- TASK TO CARRY OUT -
Your task is to set down the records below again, exactly.

- DATA SHOWN -
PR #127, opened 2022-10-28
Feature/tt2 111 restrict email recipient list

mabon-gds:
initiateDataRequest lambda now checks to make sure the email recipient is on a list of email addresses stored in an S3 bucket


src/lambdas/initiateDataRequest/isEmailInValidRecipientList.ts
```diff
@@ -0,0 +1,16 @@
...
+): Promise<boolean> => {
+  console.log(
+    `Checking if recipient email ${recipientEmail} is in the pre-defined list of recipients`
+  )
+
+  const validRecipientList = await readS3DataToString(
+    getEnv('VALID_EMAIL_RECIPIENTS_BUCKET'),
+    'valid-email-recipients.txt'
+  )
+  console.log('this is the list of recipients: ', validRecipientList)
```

- EXERCISE OUTPUT -
PR #127, opened 2022-10-28
Feature/tt2 111 restrict email recipient list

mabon-gds:
initiateDataRequest lambda now checks to make sure the email recipient is on a list of email addresses stored in an S3 bucket


src/lambdas/initiateDataRequest/isEmailInValidRecipientList.ts
```diff
@@ -0,0 +1,16 @@
...
+): Promise<boolean> => {
+  console.log(
+    `Checking if recipient email ${recipientEmail} is in the pre-defined list of recipients`
+  )
+
+  const validRecipientList = await readS3DataToString(
+    getEnv('VALID_EMAIL_RECIPIENTS_BUCKET'),
+    'valid-email-recipients.txt'
+  )
+  console.log('this is the list of recipients: ', validRecipientList)
```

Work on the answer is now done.